Questo devo controllarlo ancora perchè eclipse funziona... solo i miei (per ora unico) applicativi non vanno... si apre la finestra ma dentro non compare niente...

Qualche idea a proposito ?? specialmente la seconda cosa.

Uso AIGLX con su un radeon 8500 (driver open)

EDIT:

Non capisco come mai..... solo il mio programma non va...

quello che ho scaricato del professore si....

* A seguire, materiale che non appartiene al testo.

PR #1257, opened 2014-12-12
some fixes to the way klabels are heated

dwightguth:
**do not review yet**


dwightguth:
Never mind, this is actually inteleaved more than I thought with the kill maude diff, I'm just going to put them together.

PR #1304, opened 2015-01-22
check hashcode before calling equals on two terms

dwightguth:

### DIFF
--- a/java-backend/src/main/java/org/kframework/backend/java/symbolic/SymbolicUnifier.java
+++ b/java-backend/src/main/java/org/kframework/backend/java/symbolic/SymbolicUnifier.java
@@ -111,7 +111,7 @@ public class SymbolicUnifier extends AbstractUnifier {
     private void unify(Term term, Term otherTerm) {
         if (term.isGround() && otherTerm.isGround()
                 && term.isNormal() && otherTerm.isNormal()) {
-            if (!term.equals(otherTerm)) {
+            if (term.hashCode() != otherTerm.hashCode() || !term.equals(otherTerm)) {
                 fail(term, otherTerm);
             }
             return;


java-backend/src/main/java/org/kframework/backend/java/symbolic/SymbolicUnifier.java
```diff
@@ -111,7 +111,7 @@ public boolean symbolicUnify(Term term, Term otherTerm) {
     private void unify(Term term, Term otherTerm) {
         if (term.isGround() && otherTerm.isGround()
                 && term.isNormal() && otherTerm.isNormal()) {
-            if (!term.equals(otherTerm)) {
+            if (term.hashCode() != otherTerm.hashCode() || !term.equals(otherTerm)) {
```
grosu, line 114: Don't you need `&&` instead of `||` ?  And wouldn't it be more effective to move the hashcode test inside the term.equals method?

andreistefanescu, line 114: I also asked @dwightguth to se if he can move the hashcode test inside `equals`.

@grosu `||` is correct.

dwightguth:
After talking to Yilong, I am going to hold off on making this change until I get a chance to do more thorough profiling information on whether this is likely to be a uniform optimization, or if it will slow some cases down.

java-backend/src/main/java/org/kframework/backend/java/symbolic/SymbolicUnifier.java
grosu, line 114: @andreistefanescu Wasn't the intent here to skip the expensive term equality check when the two terms have the same hashcode?  Well, the above still calls the expensive term equals in this case.  Also, couldn't it be possible to have equal terms that have different hashcodes?  In that case the first condition is true and fail is returned, which seems wrong to me.

andreistefanescu, line 114: In java, if two terms are equal, then they must have the same hashcode, but if they have the same hashcode, they don't need to be equal. So if the hashcodes are different you can conclude the terms are different, but if they have the same hashcode, you must make the equals check.

grosu, line 114: > if two terms are equal, then they must have the same hashcode, 

Are you 100% sure?  This seems highly improbable to work well in general, because term equality can be quite tricky, for example equality modulo domain properties.  Take for example, `lambda x . x` and `lambda y . y`.  It looks like the hashcode and equals methods need to be synchronized somehow, and it seems hard, if not impossible, for Java to know how to do that automatically.  Even if we make abstraction of domain properties and only think of how objects are laid out in memory, it should be able to recognize when two graphs (the heap representations of the two objects) are isomorphic, shouldn't it?

andreistefanescu, line 114: Java assumes that if `o1.equals(o2)` then `o1.hashCode() == o2.hashCode()`. It is the developer's responsibility to make sure this assumption holds when overriding `equals` and `hashCode`.

grosu, line 114: And you have done that for Term.equals and Term.hashcode, I presume?  How about the terms lambda x . x and lambda y . y for LAMBDA with binders?  I guess I should look over the code, but I don't have time, so I just want to make sure that we are not doing anything inconsistent here.  If you guys are confident we are fine, then I'm OK with it.

PR #1306, opened 2015-01-23
Add profiling information about functions + fix an OOM for large configurations

dwightguth:
@yilongli please review


dwightguth:
Jenkins: test this please

dwightguth:
I am struggling to get this working because of a piece of this diff that is not really on my critical path anymore now that I have decided I need to bring the size of C semantics configurations down. So I am going to close this and reopen just the piece that provides useful new functionality without bugs. Will get to this later if it's still an issue.

PR #1310, opened 2015-01-26
Move Coq backend to separate maven module

bmmoore:
This moves the Coq backend to a separate maven module, without changing it's behavior.
Some test code in kernel is modified because it used CoqBackend as basically a dummy instance of Backend for setting up injection.


dwightguth:
Awesome, thanks!

PR #1315, opened 2015-01-28
fix bug with latex attributes

dwightguth:
@grosu please review


grosu:
I think it is OK to merge, although I was not able to test it.  Besides the windows problems that I reported yesterday, which prevent me from running `mvn package`, the instructions on how to check out someone else's branch at https://github.com/kframework/k/wiki/Git-FAQ didn't work.  I think they assume that the branch is under the k repo and not in someone's fork, like it is the case here.  Can you @dwightguth please update those instructions, too?

PR #1316, opened 2015-01-28
Small bug fix for graph in rewriter.

msaxena2:
Small fix to set final state in case of finite steps in symbolic rewriter.


msaxena2:
@dwightguth please review

traiansf:
@msaxena2 @dwightguth I have some questions about these pull requests: Can I get the graph of all possible transitions in one step with the code that you're adding?

I need that for my work on the model checker, but I guess it would be useful for a debugger, too, so I was wondering if you implemented that or you plan on implementing that anytime soon.

dwightguth:
When it's ready, you should be able to get a graph from any KRun execution. The code is currently untested though and likely contains bugs.

dlucanu:
This is a good news. I know that it is not easy to estimate about the time it is done, but a clue will be very helpful.

traiansf:
@dwightguth Just to make sure: execution includes search?  And we would not mind being alpha-testers

dwightguth:
search is currently unimplemented. Patches are welcome, or Manasvi will likely get to it when he reaches that point.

Vabbè.. per ora lasciamo stare il punto 2... per i video sapete qualcosa??

----------

## LastHope

 *makaveli87 wrote:*   

> 
> 
> 2) e molto più grave perchè non posso studiare java, quando lancio un programma java fatto da me non va...
> 
> Questo devo controllarlo ancora perchè eclipse funziona... solo i miei (per ora unico) applicativi non vanno... si apre la finestra ma dentro non compare niente...
> ...

 

Forse per questo ti conviene postare il codice...

----------

## makaveli87

Ho fatto ancora prove.... un altro programma fatto da me va!

Solo quello...

beh.. questo è il "main" (vengo da C scusate la terminologia...)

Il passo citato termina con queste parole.